[Data items]
PR #359, opened 2019-09-04
better error value on general stat

petrelharp:
The `strict` check was producing an inscrutible numpy-related error if the summary function did not return a numpy array. I've fixed this (so that functions can still return a list) and put a test for this behavior.

### DIFF
--- a/docs/stats.rst
+++ b/docs/stats.rst
@@ -125,7 +125,8 @@ shared by many statistics, which we describe in detail in the following subsecti
     What section(s) of the genome are we interested in?
 
 :ref:`sec_stats_span_normalise`
-    Should we normalise information in windows by their span along the genome?
+    Should the statistic calculated for each window be normalised by the length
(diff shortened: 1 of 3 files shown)


petrelharp:
This should be good to merge.

petrelharp:
I'm putting some other doc improvements on here too, ping @molpopgen?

_TASK ITEM_: If a line in the entries contains the word "genome", copy that line out.

_RESULT OF THIS EXERCISE_:
     What section(s) of the genome are we interested in?
-    Should we normalise information in windows by their span along the genome?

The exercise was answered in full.